Date of Submission
11-8-2019
Degree Type
Thesis
Degree Name
Master of Science in Computer Science (MSCS)
Department
Computer Science
Committee Chair/First Advisor
Mingon Kang
Track
Big Data
Chair
Mingon Kang
Committee Member
Chih-Cheng Hung
Committee Member
Junggab Son
Abstract
Automatic extraction of relevant knowledge to domain-specific questions from Optical Character Recognition (OCR) documents is critical for developing intelligent systems, such as document search engines, sentiment analysis, and information retrieval, since hands-on knowledge extraction by a domain expert with a large volume of documents is intensive, unscalable, and time-consuming. There have been a number of studies that have automatically extracted relevant knowledge from OCR documents, such as ABBY and Sandford Natural Language Processing (NLP). Despite the progress, there are still limitations yet-to-be solved. For instance, NLP often fails to analyze a large document. In this thesis, we propose a knowledge extraction framework, which takes domain-specific questions as input and provides the most relevant sentence/paragraph to the given questions in the document. Overall, our proposed framework has two phases. First, an OCR document is reconstructed into a semi-structured document (a document with hierarchical structure of (sub)sections and paragraphs). Then, relevant sentence/paragraph for a given question is identified from the reconstructed semi structured document.
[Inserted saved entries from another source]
PR #1910, opened 2019-06-20
Put sign-in details in user object

joelochlann:
We want the user's validation status (that is, whether they've validated their account by clicking on a link in an email) to be available in the client so that we can direct signed-in users who aren't validated to validate their address.

#### User object (which is, as before, only populated if the user is logged in) now looks like this:

Screenshot 2019-06-20 at 23 30 03

### why should they validate?
The members-data-api does not take account of one-off contributions history for unvalidated accounts, because we can't be sure that the owner of the email also made the contribution. We're encouraging people to sign-in so they don't see supporter asks anymore, but this won't happen for unvalidated one-off contributors.

### what about recurring?
The members-data-api exposes information on recurring contributors even if they're not validated. This is because we have the protection of forcing sign-in for people with passwords before a recurring contribution is made. However, if we make it clear to users that they need to validate and provide an easy way to do so, we might be able to add the same validation restriction on recurring contribution info from the members-data-api, and thereby remove the sign-in requirement to contribute. This would reduce friction and boost conversion (we have data to support this hypothesis)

Specifically, we proposed (1) a method that converts an OCR document into a semi structured document using text attributes such as font size, font height, and boldface (in Chapter 2), (2) an image-based machine learning method that extracts Table of Contents (TOC) to provide an overall structure of the document (in Chapter 3), (3) a document texture-based deep learning method (DoT-Net) that classifies types of blocks such as text, image, and table (in Chapter 4), and (4) a Question & Answer (Q&A) system that retrieves most relevant sentence/paragraph for a domain-specific question. A large number of document intelligent systems can benefit from our proposed automatic knowledge extraction system to construct a Q&A system for OCR documents. Our Q&A system has applied to extract domain specific information from business contracts at GE Power.